**Supplied entries:**
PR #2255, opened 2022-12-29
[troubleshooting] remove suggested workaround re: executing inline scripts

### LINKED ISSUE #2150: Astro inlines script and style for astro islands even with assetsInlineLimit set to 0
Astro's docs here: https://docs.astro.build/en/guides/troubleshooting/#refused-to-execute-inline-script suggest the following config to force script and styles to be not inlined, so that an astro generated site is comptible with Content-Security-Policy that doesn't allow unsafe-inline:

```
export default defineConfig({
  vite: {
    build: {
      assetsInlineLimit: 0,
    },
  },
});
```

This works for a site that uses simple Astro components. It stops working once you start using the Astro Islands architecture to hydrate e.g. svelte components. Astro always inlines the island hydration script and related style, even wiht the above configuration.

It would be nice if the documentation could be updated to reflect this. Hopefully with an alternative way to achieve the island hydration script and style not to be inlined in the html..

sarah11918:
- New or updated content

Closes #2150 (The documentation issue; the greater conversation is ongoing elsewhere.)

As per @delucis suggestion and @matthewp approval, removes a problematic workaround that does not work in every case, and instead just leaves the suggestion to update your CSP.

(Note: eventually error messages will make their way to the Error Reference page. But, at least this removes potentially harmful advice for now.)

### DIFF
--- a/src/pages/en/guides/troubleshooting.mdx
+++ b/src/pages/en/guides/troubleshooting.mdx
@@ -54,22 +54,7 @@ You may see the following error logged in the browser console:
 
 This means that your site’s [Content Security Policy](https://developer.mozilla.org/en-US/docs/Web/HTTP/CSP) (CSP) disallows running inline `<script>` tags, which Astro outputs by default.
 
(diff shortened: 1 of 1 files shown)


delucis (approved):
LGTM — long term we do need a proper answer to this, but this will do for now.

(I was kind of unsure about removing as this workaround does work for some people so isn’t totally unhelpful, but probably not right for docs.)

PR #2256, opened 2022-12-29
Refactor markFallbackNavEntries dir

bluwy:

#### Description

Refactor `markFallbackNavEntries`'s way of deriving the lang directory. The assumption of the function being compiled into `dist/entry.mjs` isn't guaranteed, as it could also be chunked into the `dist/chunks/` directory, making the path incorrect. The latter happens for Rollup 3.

**Task to complete:** A verbatim copy of every entry is needed.

**Exercise solution:**
PR #2255, opened 2022-12-29
[troubleshooting] remove suggested workaround re: executing inline scripts

### LINKED ISSUE #2150: Astro inlines script and style for astro islands even with assetsInlineLimit set to 0
Astro's docs here: https://docs.astro.build/en/guides/troubleshooting/#refused-to-execute-inline-script suggest the following config to force script and styles to be not inlined, so that an astro generated site is comptible with Content-Security-Policy that doesn't allow unsafe-inline:

```
export default defineConfig({
  vite: {
    build: {
      assetsInlineLimit: 0,
    },
  },
});
```

This works for a site that uses simple Astro components. It stops working once you start using the Astro Islands architecture to hydrate e.g. svelte components. Astro always inlines the island hydration script and related style, even wiht the above configuration.

It would be nice if the documentation could be updated to reflect this. Hopefully with an alternative way to achieve the island hydration script and style not to be inlined in the html..

sarah11918:
- New or updated content

Closes #2150 (The documentation issue; the greater conversation is ongoing elsewhere.)

As per @delucis suggestion and @matthewp approval, removes a problematic workaround that does not work in every case, and instead just leaves the suggestion to update your CSP.

(Note: eventually error messages will make their way to the Error Reference page. But, at least this removes potentially harmful advice for now.)

### DIFF
--- a/src/pages/en/guides/troubleshooting.mdx
+++ b/src/pages/en/guides/troubleshooting.mdx
@@ -54,22 +54,7 @@ You may see the following error logged in the browser console:
 
 This means that your site’s [Content Security Policy](https://developer.mozilla.org/en-US/docs/Web/HTTP/CSP) (CSP) disallows running inline `<script>` tags, which Astro outputs by default.
 
(diff shortened: 1 of 1 files shown)


delucis (approved):
LGTM — long term we do need a proper answer to this, but this will do for now.

(I was kind of unsure about removing as this workaround does work for some people so isn’t totally unhelpful, but probably not right for docs.)

PR #2256, opened 2022-12-29
Refactor markFallbackNavEntries dir

bluwy:

#### Description

Refactor `markFallbackNavEntries`'s way of deriving the lang directory. The assumption of the function being compiled into `dist/entry.mjs` isn't guaranteed, as it could also be chunked into the `dist/chunks/` directory, making the path incorrect. The latter happens for Rollup 3.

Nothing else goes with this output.